Re: [PATCH 2/2] mm: set PG_dma_pinned on get_user_pages*()

From: Dan Williams
Date: Mon Jun 18 2018 - 16:04:45 EST


On Mon, Jun 18, 2018 at 12:31 PM, Jason Gunthorpe <jgg@xxxxxxxx> wrote:
> On Mon, Jun 18, 2018 at 12:21:46PM -0700, Dan Williams wrote:
>> On Mon, Jun 18, 2018 at 11:14 AM, John Hubbard <jhubbard@xxxxxxxxxx> wrote:
>> > On 06/18/2018 10:56 AM, Dan Williams wrote:
>> >> On Mon, Jun 18, 2018 at 10:50 AM, John Hubbard <jhubbard@xxxxxxxxxx> wrote:
>> >>> On 06/18/2018 01:12 AM, Christoph Hellwig wrote:
>> >>>> On Sun, Jun 17, 2018 at 01:28:18PM -0700, John Hubbard wrote:
>> >>>>> Yes. However, my thinking was: get_user_pages() can become a way to indicate that
>> >>>>> these pages are going to be treated specially.

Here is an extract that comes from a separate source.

PR #2785, opened 2025-09-18
[chore] Move messaging notes to yaml

thompson-tomo:
## Changes

This moves a couple of attribute notes for kafka/rocketmq from being freetext markdown to be notes in the yaml and generated,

In particular, the caller
>> >>>>> does not really want or need to support certain file operations, while the
>> >>>>> page is flagged this way.
>> >>>>>
>> >>>>> If necessary, we could add a new API call.
>> >>>>
>> >>>> That API call is called get_user_pages_longterm.
>> >>>
>> >>> OK...I had the impression that this was just semi-temporary API for dax, but
>> >>> given that it's an exported symbol, I guess it really is here to stay.
>> >>
>> >> The plan is to go back and provide api changes that bypass
>> >> get_user_page_longterm() for RDMA. However, for VFIO and others, it's
>> >> not clear what we could do. In the VFIO case the guest would need to
>> >> be prepared handle the revocation.
>> >
>> > OK, let's see if I understand that plan correctly:
>> >
>> > 1. Change RDMA users (this could be done entirely in the various device drivers'
>> > code, unless I'm overlooking something) to use mmu notifiers, and to do their
>> > DMA to/from non-pinned pages.
>>
>> The problem with this approach is surprising the RDMA drivers with
>> notifications of teardowns. It's the RDMA userspace applications that
>> need the notification, and it likely needs to be explicit opt-in, at
>> least for the non-ODP drivers.
>
> Well, more than that, we have no real plan on how to accomplish this,
> or any idea if it can even really work.. Most userspace give up
> control of the memory lifetime to the remote side of the connection
> and have no way to recover it other than a full teardown.
>
> Given that John is trying to fix a kernel oops, I don't think we
> should tie progress on it to the RDMA notification idea.
>
> .. and given that John is trying to fix a kernel oops, maybe the
> weird/bad/ugly behavior of ftruncte is a better bug to have than for
> unprivileged users to be able to oops the kernel???

Trading one bug for another is not a fix. We did not fix the
DAX-dma-vs-trruncate bug by breaking truncate() guarantees.